The book included in the set is a practical guide to the world of electronics. It is a very strong element of the set, in our opinion, deciding about its future educational success. At the beginning of the book we will find a detailed list of the contents of the box, a table of graphic symbols used in electronic schematics and a few short tips to make it easier to start working with the supplied set. The main topics discussed here are how to use the contact boards and some basic information about electronic circuits. The remaining part of the book is divided into 6 numbered chapters, in which the theory is supplemented with a set of exercises.
The first chapter deals with issues related to energy sources. In the theoretical introduction, several sources of electricity are presented - from power plants to batteries and accumulators. In the practical part we will find 4 exercises related to different ways of obtaining electric current: by means of chemical reaction, solar energy and mechanical work.

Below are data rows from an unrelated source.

PR #717, opened 2022-02-10
CACTUS-832: add Range & RangeField components

wilysword:
[CACTUS-832](https://repayonline.atlassian.net/browse/CACTUS-832)

I didn't even notice until right before I made the PR, but the style guide actually has the right half of the bar as "light gray" instead of "light call to action" in some of the panels. I didn't implement it that way for a few reasons:
- It doesn't say what color the left part of the bar should be in that case.
- Seems like a pretty drastic color change for a hover style.
- I think it looks good the way it is.

If anyone disagrees, though, I wouldn't mind revisiting. I'd probably make the colors a focus style rather than a hover style, though.

The only other part where I strayed from the style guide is the addition of a `:focus-visible` style. It's not the most attractive thing, but then neither are most browsers' built-in `:focus-visible` styles. It does its job without interfering with other styles, which I think is the most important thing there.


Dhalton (approved):
Code looks good, works well. I like the styles the way they are. Looks clean

daniloPenaR (approved):
Amazing.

The second chapter is devoted to resistors. It discusses the basic properties of resistors, both fixed and variable, such as potentiometers, thermistors and photoresistors. The theory is translated into practice through 9 exercises discussing the following issues:
• serial, parallel and mixed resistor connections;
• the use of a resistor as a current limiter in a circuit;
• -voltage dividers;
• -thermistor;
• photoresistor.
The theoretical, third chapter three is devoted to capacitors. The fourth chapter discusses various types of switches - from simple momentary switches to various types of switches and relays. The theory is illustrated by 8 practical exercises. The fifth chapter is devoted to semiconductor components such as diodes and transistors. Theoretical issues were presented in 10 practical exercises. The first four exercises concern the polarity of the rectifier diodes and the Zener diodes. Four others present examples of analogue systems based on NPN and PNP bipolar transistors. In the last two exercises the nMOSFET field-effect transistor was used. The last, sixth chapter concerns optoelectronic devices. It discusses single-color LEDs and LED sets such as RGB LEDs and seven-segment displays. In addition, elements such as a photodiode, phototransistor and optical coupler (optocoupler) are presented. The theory is illustrated with 12 exercises.

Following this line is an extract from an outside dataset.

PR #721, opened 2022-02-15
CACTUS-850 Sonarqube

wilysword:
https://repayonline.atlassian.net/browse/CACTUS-850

The entire handbook is written in a very accessible way, using simple, understandable language. We consider the selection of theoretical content and practical exercises to be very good. After reading the handbook once, we noticed two minor shortcomings. The first one is factual. In figure 5.7 (page 172), the diagram of voltage after the rectifier diode goes through zero. The second problem concerns a slight inconsistency in the numbering of exercises in chapter 6. In the remaining chapters each practical exercise is a numbered subchapter of the second level, while the last two exercises of chapter 6 are secondary subchapters. This is a difficulty for those who run the classes and do not need to read the theoretical introduction to each exercise.

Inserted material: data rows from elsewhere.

PR #726, opened 2022-03-02
CACTUS-783 :: Icon Alignment

Dhalton:
Ticket: https://repayonline.atlassian.net/browse/CACTUS-783

Like I said in standup, I didn't find any regressions to fix after updating the icons. If you find any or already know of any off the top of your head, fill me in and I'll get them updated.

Looking at the storyshot diffs is probably the best way to review this; there are a lot of changes to the svg files that are more or less pointless to review in the diff.

I also fixed a little issue with the side bar in the docs website. There's been some whitespace there forever that's always bugged me, but it was a super easy fix.

### Testing
- Run the `cactus-icons` storybook and check out all of the icons. Make sure nothing sticks out.
- Run the `cactus-web` storybook and check out some components that use icons. Some good ones to check would probably be Accordion with Outline, DateInput, Select, SplitButton, MenuButton, ColorPicker, IconButton and so on.


wilysword (approved):
Seems okay. I know you didn't make the SVGs, but the only thing I can say is that the "i" in the `NotificationInfo` icon looks a lot stranger than the old one.

Dhalton:
>  the "i" in the `NotificationInfo` icon looks a lot stranger than the old one.

See I thought the same thing. I might as well just double check with Hector to make sure that's the right icon.

daniloPenaR (approved):
Looks good to me, let me know if it needed to be re-reviewed after double-checking with Hector.

Dhalton:
@wilysword @daniloPenaR Turns out there was a problem with the svg export so thanks for calling that out, Glen. It's been updated. Probably doesn't warrant a full re-review but if you guys want to have another look, go for it. Lmk if you're good with me merging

Apart from the handbook discussed above, the box contains electronic elements and additional components required to perform the exercises described in the handbook. These are:
• multimeter;
• two breadboards;
• connection wires to the prototype boards;
• box of rigid insulated and non-insulated jumpers;
• switching-mode 9V AC power supply unit with an adapter for breadboards;
• photovoltaic cell;
• DC crank generator;
• set of resistors and potentiometers;
• set of connectors (including a relay);
• set of capacitors;
• set of semiconductors (diodes and transistors);
• set of optoelectronic devices (LEDs, seven-segment display, photodiode, phototransistor, optocoupler);
• a set of sound transducers (microphone, loudspeaker and piezoelectric transducer);
• electric motor;
• set of cables terminated with alligator clamps;
• electric motor with a propeller;
• set of galvanized screws and copper plates for building cells.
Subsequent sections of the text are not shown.